The second is when responsibility for the day to day upkeep of the hall falls on the shoulders of a single individual. They start out generous, altruistic, passionate, but soon the resentment creeps in, the martyrdom, the if-only-they-knew-what-it-takes mumbled under the breath as they push a broom round after the Knit & Natter group. No one has deliberately made this happen but one person has somehow ended up doing everything. They are Atlas struggling beneath the weight of the heavens. “What great work you’re doing!” “Oh what would we do without you!” the other committee members chime in unison once a year when the accounts are presented. And before you can say “point of order” there’s suddenly only one person in the world that knows what kind of lightbulbs go in the Gents and where the spare mop heads are kept. And pity the poor fool who hires that hall for choir rehearsal and accidentally stacks the coffee cups in the wrong cupboard. Everyone has a breaking point.
But it’s easy for creative freelancers like me to sneer. We swoop in with big temporary ideas, swathe the place in fairy lights, tick the outreach box in our funding applications and bask in the glow of our own relevance before leaving someone else to stack the chairs. The committees may be justified in their belief that no one appreciates them, that disgruntled caretaker may be entitled to their resentment. Apathy creeps in like mould, it’s hard to pinpoint the exact moment things start to turn bad. But the ultimate effect is the same: the wider community do not feel they belong in their local hall, they believe the hall is not for them.
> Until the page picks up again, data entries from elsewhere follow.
PR #285, opened 2024-04-22
Better build and publish pipeline

weiiwang01:
Rewrite the build and publish workflows by using TypeScript and GitHub Action toolkits, replacing the majority of the existing Bash script logic. This enhancement not only modernizes the workflow but also introduces several improvements:

- The integration test workflow now support charms and rocks with multiple bases.
- Integration and publish workflows for pull requests originating from forked repositories will automatically use action artifacts, instead of registry which causes permission issues.
- The integration test workflow supports concurrent job execution without artifact conflicts.
- Small enhancement in the parallelization and acceleration of the image build process.
- The operator-workflows itself include more efficient parallelized self-checks.
- Users can now use the publish workflow with an ad-hoc integration test run outside of pull requests.


cbartz (commented):
Reviewed until README.md

.github/workflows/publish_charm.yaml
```diff
@@ -33,36 +34,25 @@ on:
...
+          If these are not provided, the system will default to using charms and rocks from the most 
+          recent successful integration test that matches the git tree ID.
+        type: string
+        default: ""
 env:
   REGISTRY: ghcr.io
   OWNER: ${{ github.repository_owner }}
 
 jobs:
-  branch-up-to-date-check-enabled:
```
arturo-seijas, line 42: I don't see this as part of the action

.github/workflows/integration_test.yaml
```diff
@@ -160,199 +175,135 @@ on:
...
-          fi
-          echo "IMAGES=$IMAGES" >> $GITHUB_ENV
-  build-charm:
-    name: Build and push charm
-    needs: get-runner-image
-    runs-on: ${{ needs.get-runner-image.outputs.runs-on }}
-    outputs:
-      charm-file: ${{ env.CHARM_FILE }}
+      - uses: actions/checkout@v4.1.1
+      - uses: canonical/operator-workflows/internal/plan@better-build
```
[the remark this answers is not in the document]
weiiwang01: Indeed, but setting this to `@main` in the pull request would cause the tests to fail, as the actions do not yet exist in the main branch at this point. Therefore, I will need to update all the references in the final step of this pull request, just before merging.

tests/workflows/integration/test-upload-charm/tox.ini
```diff
@@ -118,7 +118,7 @@ commands =
 description = Run integration tests
 deps =
     juju==3.1.2.0
-    pytest
+    pytest==8.1.1
```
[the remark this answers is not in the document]
weiiwang01: Removed, thanks!

tests/workflows/integration/test-upload-charm/tox.ini
```diff
@@ -105,7 +105,7 @@ commands =
 description = Run integration tests
 deps =
     juju==2.9.42.4
-    pytest
+    pytest==8.1.1
```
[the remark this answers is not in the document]
weiiwang01: Removed, thanks!

.github/workflows/publish_charm.yaml
```diff
@@ -77,23 +67,17 @@ jobs:
...
-    name: Get runner image
-    uses: ./.github/workflows/get_runner_image.yaml
-    with:
-      working-directory: ${{ inputs.working-directory }}/${{ inputs.charm-directory }}
+          charm_dir: ${{ needs.publish-charm.outputs.charm-directory }}
   release-charm-libs:
     name: Release charm libs
-    needs: [branch-up-to-date-check-enabled]
     runs-on: ubuntu-22.04
+    needs: [ publish-charm ]
```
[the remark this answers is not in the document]
weiiwang01: Updated, thanks!

.github/workflows/publish_charm.yaml
```diff
@@ -33,36 +34,25 @@ on:
...
-      - run: |
-          if [ ${{ fromJson(steps.get-branch-protection.outputs.data).strict }} != "true" ]; then
-            echo "::error::Strict checks are not enabled for this repository"
-            exit 1
-          fi
   draft-publish-docs:
     name: Draft publish docs
-    needs: [branch-up-to-date-check-enabled]
     runs-on: ubuntu-22.04
+    needs: [publish-charm]
```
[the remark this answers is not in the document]
weiiwang01: Updated, thanks!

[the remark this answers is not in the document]
weiiwang01: Updated, thanks!

.github/workflows/publish_charm.yaml
arturo-seijas: The intent of this step was to prevent pushing artifacts that might not contain all the changes. I'll illustrate with an example, it's easier:
- We have to open PRs with successful CI checks
- PR A is merged and the artifacts are retrieved from the build and pushed to charmhub. -> OK
- PR B is merged and the artifacts are retrieved from the build and pushed to charmhub. If the check is disabled, the code does not have to be rebased, hence the arctifacts do not contain feature A. If the check is enabled, the PR will have to be rebased, triggering a new build from which the artifacts will be fetched

weiiwang01: Okay, I understand what you're saying. This issue is resolved because the publish workflow only retrieves artifacts that share the same git tree id. Since the file contents is always the same when two commits have the same git tree id, this ensures that the artifact is constructed from identical source code. In the case of non-linear history repositories, the publish workflow will just fail.

arturo-seijas: Understood

weiiwang01: I update the error message to recommend enable branch update check if it can't find the matching tree id, hope this can help

https://github.com/canonical/operator-workflows/blob/679bfe7624df6957adc37bc3b7b326fc02f3032c/src/publish.ts#L79-L82

.github/workflows/integration_test.yaml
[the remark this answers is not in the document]
cbartz: Yes, that is why I meant **after merging** .

javierdelapuente (commented):
would it be useful to try to create some unit tests for ts files/functions/classes?

weiiwang01:
> would it be useful to try to create some unit tests for ts files/functions/classes?

Yes, the problem is that a lot of the functions require to access Github API or git repository when running, so it might be a little difficult to add unit tests for them. I have added more integration tests in this pull request, and I will definitely try to add more unit tests in the future.

src/publish.ts
```diff
@@ -0,0 +1,323 @@
...
+    this.octokit = github.getOctokit(this.token)
+    this.workflowFile = core.getInput('workflow-file')
+    this.workingDir = core.getInput('working-directory')
+    this.resourceMapping = JSON.parse(core.getInput('resource-mapping'))
+    this.workflowRunId = core.getInput('workflow-run-id')
+    this.identifier = core.getInput('identifier')
+    this.artifact = new DefaultArtifactClient()
+  }
+
+  async findWorkflowRunId(): Promise<number> {
```
cbartz, line 35: You may want to use step-down rules and ordering features to improve readability: https://github.com/canonical/is-charms-contributing-guide/blob/main/CONTRIBUTING.md#function-and-method-ordering

tests/workflows/integration/test-rock/requirements.txt
```diff
@@ -0,0 +1 @@
+ops
```
cbartz, line 1: final new line

package.json
```diff
@@ -0,0 +1,72 @@
+{
+  "name": "operator-workflows",
+  "description": "Github workflows for charm developments",
+  "version": "0.0.0",
```
yanksyoon, line 4:
```suggestion
  "version": "0.0.1",
  ```

File: package.json [hunk 10]
```diff
@@ -0,0 +1,72 @@
...
+    "actions",
+    "node",
+    "setup"
+  ],
+  "exports": {
+    ".": "./dist/index.js"
+  },
+  "engines": {
+    "node": ">=20"
+  },
```
yanksyoon, line 25: I think the .node-version file above might not be necessary if i understand correctly? :D

src/build.ts
```diff
@@ -0,0 +1,372 @@
...
+      { name: params.plan.name, files: charmFiles.map(f => path.basename(f)) },
+      null,
+      2
+    )
+  )
+  await artifact.uploadArtifact(
+    params.plan.output,
+    [...charmFiles, manifestFile],
+    params.plan.source_directory
+  )
```
yanksyoon, line 125: I'm wondering if overwrite:true is required for uploadArtifact here?

yanksyoon: https://github.com/actions/upload-artifact/?tab=readme-ov-file#overwriting-an-artifact

yanksyoon: And perhaps for other uploadArtifact calls below if this is valid

src/build.ts
```diff
@@ -0,0 +1,372 @@
...
+      'charmcraft',
+      '--channel',
+      params.charmcraftChannel,
+      '--classic'
+    ])
+  } else {
+    await exec.exec('sudo', ['snap', 'install', 'charmcraft', '--classic'])
+  }
+  core.startGroup('charmcraft pack')
+  await exec.exec('charmcraft', ['pack', '--verbosity', 'trace'], {
```
cbartz, line 104: Is the EXPERIMENTAL flag required for paas-app charmer (e.g. django)?

src/plan.ts
```diff
@@ -0,0 +1,186 @@
...
+    ...(await planBuildDockerImage(workingDir, id, imageOutputType))
+  ]
+}
+
+export async function run(): Promise<void> {
+  try {
+    let id = `${new Date().toISOString().replaceAll(':', '-').replace(/\..+/, '')}-${crypto.randomUUID().split('-')[3]}`
+    const identity = core.getInput('identifier')
+    if (identity.includes('__')) {
+      core.setFailed('identifier can not contain "__"')
```
yanksyoon, line 138: Out of curiosity, may I know the reason behind this?

src/plan.ts
```diff
@@ -0,0 +1,186 @@
...
+      default:
+        core.setFailed(`unknown upload-image input: ${uploadImage}`)
+        return
+    }
+    const buildPlans = await planBuild(workingDir, id, imageOutputType)
+    const plan: Plan = {
+      working_directory: workingDir,
+      build: buildPlans
+    }
+    core.info(`generate workflow plan: ${JSON.stringify(plan, null, 2)}`)
```
yanksyoon, line 166:
```suggestion
    core.info(`generated workflow plan: ${JSON.stringify(plan, null, 2)}`)
```

src/plan.ts
```diff
@@ -0,0 +1,186 @@
...
+
+async function planBuild(
+  workingDir: string,
+  id: string,
+  imageOutputType: 'file' | 'registry'
+): Promise<BuildPlan[]> {
+  return [
+    ...(await planBuildCharm(workingDir, id)),
+    ...(await planBuildRock(workingDir, id, imageOutputType)),
+    ...(await planBuildDockerImage(workingDir, id, imageOutputType))
```
yanksyoon, line 129: I'm wondering if the planBuild should be an object 
```typescript
{charmBuildPlan: BuildPlan[], rockBuildPlan: BuildPlan[], dockerBuildPlan: BuildPlan[]}
``` 
rather than a list - the reason is because we cannot differentiate different build plans from each other from the output - even though we assume there will be one for each.

tests/workflows/integration/test-rock/requirements.txt
yanksyoon, line 1: Minor missing newline :D

src/publish.ts
```diff
@@ -0,0 +1,323 @@
...
+      core.endGroup()
+      core.startGroup('retrieve charm info')
+      const {
+        name: charmName,
+        dir: charmDir,
+        files: charms
+      } = await this.getCharms()
+      core.endGroup()
+      core.info(
+        `start uploading image resources: ${JSON.stringify(Object.fromEntries([...images]))}`
```
yanksyoon, line 98: Out of curiosity, is there a reason why you're spreading the images?

yanksyoon (dismissed):
Wowzas! LGTM, a few questions (first round of reviews done, I think i'll need to read again after another coffee)

.github/workflows/integration_test.yaml
```diff
@@ -160,199 +175,135 @@ on:
...
-        if: steps.restore-charmcraft.outputs.cache-hit != 'true' && inputs.charmcraft-repository != ''
+  scan:
+    name: Scan Image (${{ matrix.scan.file }})
+    runs-on: ubuntu-latest
+    needs: [ plan-scan ]
+    strategy:
+      matrix:
+        scan: ${{ fromJSON(needs.plan-scan.outputs.scans) }}
+    steps:
+      - uses: actions/download-artifact@v4
```
arturo-seijas, line 240: Can you pin this to 4.1.7?

.github/workflows/integration_test.yaml
```diff
@@ -160,199 +175,135 @@ on:
...
-          echo "CHARM_FILE=$(ls $CHARM_NAME_*.charm || echo UNKNOWN)" >> $GITHUB_ENV
-
-      - name: Upload charm artifact
-        if: ${{ !contains(fromJson('["", "UNKNOWN"]'), env.CHARM_FILE) && !cancelled() }}
-        uses: actions/upload-artifact@v4
+          docker image pull ${{ matrix.scan.image }}
+          docker image save -o ${{ matrix.scan.file }} ${{ matrix.scan.image }}
+      - name: Run Github Trivy Image Action
+        uses: aquasecurity/trivy-action@0.19.0
+        if: steps.rock-cache.outputs.cache-hit != 'true' || inputs.cache-action == 'save'
```
arturo-seijas, line 254: Where is the step `rock-cache` defined?

.licenserc.yaml
```diff
@@ -25,4 +25,11 @@ header:
     - '**/icon.svg'
     - '**/LICENSE'
     - '**/trivy.yaml'
+    - '.eslintignore'
+    - '.gitattributes'
+    - '.node-version'
+    - '.prettierignore'
+    - 'dist/**'
+    - 'internal/**'
+    - 'src/**'
```
arturo-seijas, line 34: src? Is this intended?

package.json
```diff
@@ -0,0 +1,72 @@
...
+    "package:plan": "npx ncc build src/plan.ts -o dist/plan --source-map --license licenses.txt",
+    "package:plan-scan": "npx ncc build src/plan-scan.ts -o dist/plan-scan --source-map --license licenses.txt",
+    "package:plan-integration": "npx ncc build src/plan-integration.ts -o dist/plan-integration --source-map --license licenses.txt",
+    "package:publish": "npx ncc build src/publish.ts -o dist/publish --source-map --license licenses.txt",
+    "test": "npx jest",
+    "all": "npm run format:write && npm run lint && npm run test && npm run coverage && npm run package"
+  },
+  "license": "Apache-2.0",
+  "dependencies": {
+    "@actions/artifact": "^2.1.5",
```
arturo-seijas, line 44: Can we pin these to an exact version?

src/build.ts
weiiwang01: The new `operator-workflows` will ensure each job uploads artifacts with different names, so overwrite is not required here, thanks!

src/plan.ts
weiiwang01: Rock, charm and docker-image are actually built by the same `build` job, so at here all types of plans are put into a list. This is to simplify the Github action run matrix setup. Thanks!

src/plan.ts
weiiwang01: Because there are many restrictions in artifact names, so `__` is chosen as the separator in the artifact names. Restrict the use of `__` in user provided input to avoid ambiguity.

src/plan.ts
weiiwang01: Updated, thanks!

tests/workflows/integration/test-rock/requirements.txt
weiiwang01: updated, thanks!

weiiwang01: updated, thanks!

package.json
weiiwang01: Updated, thanks!

src/publish.ts
```diff
@@ -0,0 +1,323 @@
...
+      )
+    }
+    const runIter = this.octokit.paginate.iterator(
+      this.octokit.rest.actions.listWorkflowRuns,
+      {
+        owner,
+        repo,
+        workflow_id: workflowResp.data.id,
+        status: 'success',
+        created: `>${new Date(Date.now() - 7 * 24 * 60 * 60 * 1000).toISOString().slice(0, 10)}`
```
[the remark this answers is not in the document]
weiiwang01: Typically, the publish workflow is triggered immediately following the merge of a pull request. The time limit is just a precaution to prevent the upload of outdated charm artifacts in case the publish workflow not executed for a long time after the integration test.

src/publish.ts
weiiwang01: I am not very sure what spreading the images means here.

dist/build/licenses.txt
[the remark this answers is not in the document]
weiiwang01: Yes, I misused a command line argument in the compile pipeline, removed, thanks!

.licenserc.yaml
weiiwang01: Removed, thanks!

.github/workflows/integration_test.yaml
```diff
@@ -160,199 +175,134 @@ on:
...
-        if: steps.restore-charmcraft.outputs.cache-hit != 'true' && inputs.charmcraft-repository != ''
+  scan:
+    name: Scan Image (${{ matrix.scan.file }})
+    runs-on: ubuntu-latest
+    needs: [ plan-scan ]
+    strategy:
+      matrix:
+        scan: ${{ fromJSON(needs.plan-scan.outputs.scans) }}
+    steps:
+      - uses: actions/download-artifact@v4.17
```
arturo-seijas, line 240: I believe you missed a dot here. The last version is 4.1.7

weiiwang01: Updated, thanks!

arturo-seijas (approved):

src/publish.ts
yanksyoon: Oh sorry i should have clarified, i was referring to the use of ... spread operator inside a list [...images]. Would it be redundant here?

yanksyoon (approved):
Thanks for the clarifications, LGTM!

src/publish.ts
weiiwang01: Yes, I think `...images` doesn't create an iterator like Python so I think the `[]` is necessary here.

package.json
weiiwang01: I think `.node-version` might still be necessary for tools like `nodenv` or `nvm`. It was copied from https://github.com/actions/typescript-action I think we can keep it here for now.

addyess:
@weiiwang01 @arturo-seijas @yanksyoon @cbartz 

I've got broken publishes now :(
https://github.com/canonical/k8s-operator/actions/runs/8970206205/job/24633223435

weiiwang01:
> @weiiwang01 @arturo-seijas @yanksyoon @cbartz
> 
> I've got broken publishes now :( https://github.com/canonical/k8s-operator/actions/runs/8970206205/job/24633223435

Let me see

addyess:
> > @weiiwang01 @arturo-seijas @yanksyoon @cbartz
> > I've got broken publishes now :( https://github.com/canonical/k8s-operator/actions/runs/8970206205/job/24633223435
> 
> Let me see

there's no `metadata.yaml` in my charm.  It only uses `charmcraft.yaml`

weiiwang01:
> > > @weiiwang01 @arturo-seijas @yanksyoon @cbartz
> > > I've got broken publishes now :( https://github.com/canonical/k8s-operator/actions/runs/8970206205/job/24633223435
> > 
> > 
> > Let me see
> 
> there's no `metadata.yaml` in my charm. It only uses `charmcraft.yaml`

Yes, the publish workflow doesn't consider the case of charm doesn't have any resources, let me update the action.

addyess:
@weiiwang01 


why do the workflows point to a different branch as well?

```
      - uses: canonical/operator-workflows/internal/publish@better-build
```

https://github.com/search?q=repo%3Acanonical%2Foperator-workflows%20%20better-build&type=code

yanksyoon:
@addyess This was to make the tests on this repo pass - I believe weii was already on a followup PR to address this

weiiwang01:
> @weiiwang01
> 
> why do the workflows point to a different branch as well?
> 
> ```
>       - uses: canonical/operator-workflows/internal/publish@better-build
> ```
> 
> https://github.com/search?q=repo%3Acanonical%2Foperator-workflows%20%20better-build&type=code

This is temporary because the reusable workflow and GitHub workflow actions use different reference addressing; it will be changed to `@main` soon. I have fixed the `metadata.yaml` issue. Can you try rerunning the workflow?

src/publish.ts
yanksyoon: From what I understand, obect.fromEntries creates an object from list of key-value pair (list), would images already be in such format?

addyess:
@weiiwang01 
https://github.com/canonical/k8s-operator/actions/runs/8970206205

weiiwang01:
> @weiiwang01 https://github.com/canonical/k8s-operator/actions/runs/8970206205

Sure, here's a corrected version:

Okay, I believe the integration test run for the corresponding pull request https://github.com/canonical/k8s-operator/pull/97 is using the old version of the workflow, while the publish workflow is using the newer version that uses a different artifact schema. Could you please rerun the integration tests in that pull request and then rerun the publish workflow?

addyess:
@weiiwang01 whee!  none of this fun while trying to make a release.  When this gets solid can i request a `v0` tag?

addyess:
@weiiwang01 which piece of the "old version of the integration tests workflow" is necessary for the new publish to work?

cbartz:
@addyess  If its urgent, pin your workflows to use operator-workflows with the branch: `before-better-build` . Have just pushed it.

So e.g.
```
uses: canonical/operator-workflows/.github/workflows/integration_test.yaml@before-better-build
```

If artists and event organisers really want to do justice to these community spaces we have to do more than just put on gigs and organise the odd fundraiser. We have to join the committees, attend the AGMs, volunteer to make the teas, bake the odd cake. If artists truly believe in community then they cannot be above the day to day stuff; we have to be on both sides of the microphone, both sides of the curtain, both sides of the cake table.
We can’t just make art, we have to know what day the bins go out as well.